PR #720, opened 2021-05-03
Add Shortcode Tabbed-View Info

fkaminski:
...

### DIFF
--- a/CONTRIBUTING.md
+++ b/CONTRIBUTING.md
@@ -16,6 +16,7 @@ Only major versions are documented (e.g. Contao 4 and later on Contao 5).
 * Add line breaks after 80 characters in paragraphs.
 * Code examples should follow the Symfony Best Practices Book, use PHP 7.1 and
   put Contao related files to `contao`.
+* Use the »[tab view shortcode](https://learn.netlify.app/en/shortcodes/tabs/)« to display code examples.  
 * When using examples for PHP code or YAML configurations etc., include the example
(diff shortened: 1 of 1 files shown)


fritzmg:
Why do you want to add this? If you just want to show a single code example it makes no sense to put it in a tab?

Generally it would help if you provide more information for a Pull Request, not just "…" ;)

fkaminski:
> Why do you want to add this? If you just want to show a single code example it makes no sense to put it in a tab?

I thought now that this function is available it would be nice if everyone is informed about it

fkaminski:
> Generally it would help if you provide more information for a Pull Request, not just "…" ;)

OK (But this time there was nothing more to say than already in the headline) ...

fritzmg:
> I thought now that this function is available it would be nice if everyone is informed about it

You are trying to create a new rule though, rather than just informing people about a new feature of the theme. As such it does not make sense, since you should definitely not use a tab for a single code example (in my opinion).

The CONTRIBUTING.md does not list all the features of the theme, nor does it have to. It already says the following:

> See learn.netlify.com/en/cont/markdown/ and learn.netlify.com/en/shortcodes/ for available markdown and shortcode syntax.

■ ■ ■ ■

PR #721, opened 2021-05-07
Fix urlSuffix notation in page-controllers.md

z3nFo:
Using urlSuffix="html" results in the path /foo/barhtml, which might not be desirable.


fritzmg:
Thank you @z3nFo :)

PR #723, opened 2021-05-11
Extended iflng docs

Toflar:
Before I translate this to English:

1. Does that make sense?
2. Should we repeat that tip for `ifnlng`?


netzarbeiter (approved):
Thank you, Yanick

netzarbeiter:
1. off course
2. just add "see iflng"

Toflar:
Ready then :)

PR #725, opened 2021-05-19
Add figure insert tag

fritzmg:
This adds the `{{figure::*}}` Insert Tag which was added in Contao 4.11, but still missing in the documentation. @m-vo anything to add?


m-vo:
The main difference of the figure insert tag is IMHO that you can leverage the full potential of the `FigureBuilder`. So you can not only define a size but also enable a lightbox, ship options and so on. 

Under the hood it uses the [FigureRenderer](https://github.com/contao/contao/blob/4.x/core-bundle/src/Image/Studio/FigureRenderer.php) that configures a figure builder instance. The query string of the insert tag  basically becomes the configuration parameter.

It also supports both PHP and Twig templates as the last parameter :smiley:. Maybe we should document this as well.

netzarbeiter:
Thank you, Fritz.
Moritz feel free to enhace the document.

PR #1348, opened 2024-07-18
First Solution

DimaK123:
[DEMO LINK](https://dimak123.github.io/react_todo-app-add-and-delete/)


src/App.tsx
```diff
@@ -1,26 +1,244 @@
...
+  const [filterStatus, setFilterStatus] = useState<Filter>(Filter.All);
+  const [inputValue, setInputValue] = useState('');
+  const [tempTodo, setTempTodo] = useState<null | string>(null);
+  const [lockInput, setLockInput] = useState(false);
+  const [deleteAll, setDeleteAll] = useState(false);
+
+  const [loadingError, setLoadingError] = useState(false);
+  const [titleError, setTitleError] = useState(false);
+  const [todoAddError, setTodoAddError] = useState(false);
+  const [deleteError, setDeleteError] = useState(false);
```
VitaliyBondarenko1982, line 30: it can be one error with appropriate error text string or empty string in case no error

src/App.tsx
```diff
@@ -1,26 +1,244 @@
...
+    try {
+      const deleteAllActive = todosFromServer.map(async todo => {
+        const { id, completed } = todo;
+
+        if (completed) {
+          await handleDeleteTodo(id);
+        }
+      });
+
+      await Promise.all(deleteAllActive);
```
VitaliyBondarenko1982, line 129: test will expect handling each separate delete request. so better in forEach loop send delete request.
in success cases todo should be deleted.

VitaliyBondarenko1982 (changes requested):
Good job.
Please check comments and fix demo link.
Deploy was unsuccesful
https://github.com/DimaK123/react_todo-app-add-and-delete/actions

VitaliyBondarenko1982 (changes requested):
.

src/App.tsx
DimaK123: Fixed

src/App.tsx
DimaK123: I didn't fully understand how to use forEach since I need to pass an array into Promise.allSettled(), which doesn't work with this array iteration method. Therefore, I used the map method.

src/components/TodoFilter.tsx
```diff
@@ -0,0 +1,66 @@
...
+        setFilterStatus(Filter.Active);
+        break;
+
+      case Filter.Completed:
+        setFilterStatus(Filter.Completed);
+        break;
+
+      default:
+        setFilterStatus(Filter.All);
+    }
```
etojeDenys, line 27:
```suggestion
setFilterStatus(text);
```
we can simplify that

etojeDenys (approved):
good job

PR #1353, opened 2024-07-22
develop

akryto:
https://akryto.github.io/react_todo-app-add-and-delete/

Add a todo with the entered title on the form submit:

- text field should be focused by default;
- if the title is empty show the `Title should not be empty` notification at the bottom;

■ ■ ■ ■

(EXERCISE GOAL) For the string "single", go line by line through the material and copy every line that has it.

(REPLY)
Why do you want to add this? If you just want to show a single code example it makes no sense to put it in a tab?
> Why do you want to add this? If you just want to show a single code example it makes no sense to put it in a tab?
You are trying to create a new rule though, rather than just informing people about a new feature of the theme. As such it does not make sense, since you should definitely not use a tab for a single code example (in my opinion).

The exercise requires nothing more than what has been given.